WORK INSTRUCTION: Within the data beneath, some lines may hold the word "something". Give the number of those lines and nothing else.

EXERCISE INPUT:

PR #119, opened 2021-05-14
 switching back controllers in grind in the event of fault

anjan1984:
## Linked Issues:
| ----------- | ----------- |
| Github :octocat:  | # |

## Summary of Changes
* Change back controller in the event of fault. 

## Test
* Test 6.4 . Re-do test 6.4 to see if it works.

### DIFF
--- a/ow_lander/scripts/grind_action_server.py
+++ b/ow_lander/scripts/grind_action_server.py
@@ -120,6 +120,10 @@ class GrindActionServer(object):
         else:
             rospy.loginfo('%s: Failed' % self._action_name)
             self._server.set_aborted(self._result)
+            switch_success = self.switch_controllers('arm_controller','grinder_controller')
+            if not switch_success:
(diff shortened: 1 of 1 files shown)


kmdalal:
Test 6.4 still fails, but in different ways:

1. On Unstow, arm moves a little bit.
2. GuardedMove is performed, after arm bounces and makes strange movements.
3. On Grind, arm extends and stops.
4. On DigLinear, arm raises a bit.
5. On DigCircular, arm raises a bit more.  
    [WARN] Inbound TCP/IP connection failed: connection from sender terminated before handshake header recieved...
6. On Deliver, same TCP/IP warning

However, the controller errors/warnings did not appear.

kmdalal (approved):
If this fix was intended just to fix the controller errors in test 6.4, it seems to work.  The other pre-existing errors persist, with somewhat different arm behavior.

PR #122, opened 2021-05-18
fix index out of range error

anjan1984:
## Linked Issues:
| ----------- | ----------- |
| Github :octocat:  | # |

## Summary of Changes
* 
Fix index out of range errors. When Planner does not find any valid plans action should be terminated without errors.  
## Test
* 
Test 6.4 Index out of range errors should not happen.

### DIFF
--- a/ow_lander/scripts/action_dig_circular.py
+++ b/ow_lander/scripts/action_dig_circular.py
@@ -179,7 +179,8 @@ def dig_circular(move_arm, move_limbs, robot, moveit_fk, args):
   if not parallel:
      
     plan_a= move_to_pre_trench_configuration_dig_circ(move_arm, robot, x_start, y_start) 
-    
+    if len(plan_a.joint_trajectory.points) == 0:  # If no plan found, abort
+      return False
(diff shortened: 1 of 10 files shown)


kmdalal (approved):
Tried many of the actions, and did not get the previous error, which would always occur after:
```
```
Now, there is no error after this warning, and test 6.5.2 still passes.

Out of scope for this PR, but can we avoid _planning_ altogether in presence of faults?  Also, the clients take a long time to return even when there is no arm movement.

anjan1984:
> Tried many of the actions, and did not get the previous error, which would always occur after:
> 
> ```
> [ WARN]: Fail: ABORTED: No motion plan found. No execution attempted.
> ```
> 
> Now, there is no error after this warning, and test 6.5.2 still passes.
> 
> Out of scope for this PR, but can we avoid _planning_ altogether in presence of faults? Also, the clients take a long time to return even when there is no arm movement.

We can make a separate JIRA ticket for this and I can look into it

kmdalal:
@lanseafood, I'm not sure if you were planning to review this, but @anjan1984 I think it is safe to merge -- my test was pretty thorough.

PR #125, opened 2021-05-20
Changed python to python2 in several scripts.

mogumbo:
## Linked Issues:
| Jira Ticket 🎟️   | [Oceanwater-678](https://babelfish.arc.nasa.gov/jira/browse/OCEANWATER-678) |

### DIFF
--- a/ow_lander/scripts/LanderInterface.py
+++ b/ow_lander/scripts/LanderInterface.py
@@ -1,4 +1,4 @@
-#!/usr/bin/env python
+#!/usr/bin/env python2
 
 # The Notices and Disclaimers for Ocean Worlds Autonomy Testbed for Exploration
 # Research and Simulation can be found in README.md in the root directory of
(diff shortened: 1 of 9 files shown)


kmdalal:
I'm not familiar with the Python conventions.  Is this critical to get into release 8?  Is it safe?  Is something breaking right now?  Is there a test for this change, other than trying all the scripts?   Does it need a test?

mogumbo:
> I'm not familiar with the Python conventions. Is this critical to get into release 8? Is it safe? Is something breaking right now? Is there a test for this change, other than trying all the scripts? Does it need a test?

I ran ReferenceMission1.plx with no problem, so it's probably safe. One user had a problem using "python" in our scripts because his system defaulted to python3. We fixed the problem by making our scripts explicitly "python2." This shouldn't do any damage but might save people trouble in the future.

kmdalal (approved):

Samahu (approved):
consistent with the rest of our python scripts

PR #142, opened 2021-06-22
Oceanwater 720 Formatting with f-string

AliMuhammadOfficial:
## added f-string formatting instead of concatenation and removed unused imports  
* 

## Test
*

ANSWER SPACE: 2